Cybersecurity researchers have raised a red flag about a deceptive campaign aimed at Python Package Index (PyPI) users. The campaign involves counterfeit libraries posing as “time” utilities but actually designed to pilfer sensitive information such as cloud access tokens.
According to security company ReversingLabs, it has unearthed two groups of packages comprising a total of 20, with a combined download count exceeding 14,100:
- snapshot-photo (2,448 downloads)
- time-check-server (316 downloads)
- time-check-server-get (178 downloads)
- time-server-analysis (144 downloads)
- time-server-analyzer (74 downloads)
- time-server-test (155 downloads)
- time-service-checker (151 downloads)
- aclient-sdk (120 downloads)
- acloud-client (5,496 downloads)
- acloud-clients (198 downloads)
- acloud-client-uses (294 downloads)
- alicloud-client (622 downloads)
- alicloud-client-sdk (206 downloads)
- amzclients-sdk (100 downloads)
- awscloud-clients-core (206 downloads)
- credential-python-sdk (1,155 downloads)
- enumer-iam (1,254 downloads)
- tclients-sdk (173 downloads)
- tcloud-python-sdks (98 downloads)
- tcloud-python-test (793 downloads)
The first set of packages is involved in uploading data to the threat actor’s infrastructure, while the second set focuses on implementing cloud client functionalities for services like Alibaba Cloud, Amazon Web Services, and Tencent Cloud.
It has come to light that the threat actors have been exploiting “time” packages to siphon off cloud secrets.
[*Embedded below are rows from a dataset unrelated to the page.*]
Issue #958, opened 2019-04-11
Remove grunt for compress tasks


rwwagner90:
We currently use grunt for some build tasks, but some of our packages are way out of date and not supported. We should modernize our build and use gulp, broccoli, rollup, etc.

KamiKillertO:
I've some experiences with gulp, I'll have a look 👍

KamiKillertO:
Ok so grunt compress files and publish on s3. It's not gonna be an easy thing to migrate from grunt to something else 😞. The compress tasks can be tested in local but for the s3 tasks I'm not sure how to test ><.

rwwagner90:
The S3 tasks have actually been not working anyway. I think we should use the built in Travis functionality to upload to S3 https://docs.travis-ci.com/user/deployment/s3/

PR #964, opened 2019-04-23
Replace grunt with gulp

KamiKillertO:
Related to #958.

I've decided to use [gulpjs](https://gulpjs.com).
This PR replace the `grunt compress:*` tasks with gulp tasks and the `grunt clean-tmp` task with a `gulp clean-tmp` one.


rwwagner90:
Thanks so much for the PR @KamiKillertO!

PR #966, opened 2019-04-23
Use isComputed when available

rwwagner90:
This uses `Ember.Debug.isComputed` for Ember 3.10+ to determine if values are computed. It also fixes some related test failures.


rwjblue:
Thank you for working through this @rwwagner90!

rwwagner90:
You're welcome! Thank you for all your help @rwjblue 😃

Issue #965, opened 2019-04-23
Use Travis for S3 Uploads


rwwagner90:
Travis support deploying to S3, so rather than using grunt for this, it would be ideal to deploy directly from Travis. https://docs.travis-ci.com/user/deployment/s3/

rwwagner90:
@teddyzeenny I need the S3 credentials. I am not sure where `config/secrets.json` is supposed to come from. Please ping me on Discord and we can get this figured out 😄

rwwagner90:
This works now 🎉

nummi:
🎉

PR #967, opened 2019-04-24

All the identified malicious packages have been removed from PyPI at present.
Further investigation has shown that three of these packages—acloud-client, enumer-iam, and tcloud-python-test—have been listed as dependencies in a popular GitHub project called accesskey_tools, which has been forked 42 times and starred 519 times.
A commit related to tcloud-python-test was made on November 8, 2023, indicating the package’s availability on PyPI since that date. The package has been downloaded 793 times as per pepy.tech statistics.
These revelations coincide with Fortinet FortiGuard Labs’ findings of numerous packages on PyPI and npm that contain suspicious install scripts meant to execute malicious code during installation or communicate with external servers.
“Suspicious URLs play a critical role in identifying potentially malicious packages as they are often used for downloading additional payloads or establishing communication with command-and-control servers, granting attackers control over compromised systems,” noted Jenna Wang.
“In 974 packages, such URLs pose a risk of data exfiltration, additional malware downloads, and other malicious activities. It is imperative to closely examine and monitor external URLs in package dependencies to thwart exploitation.”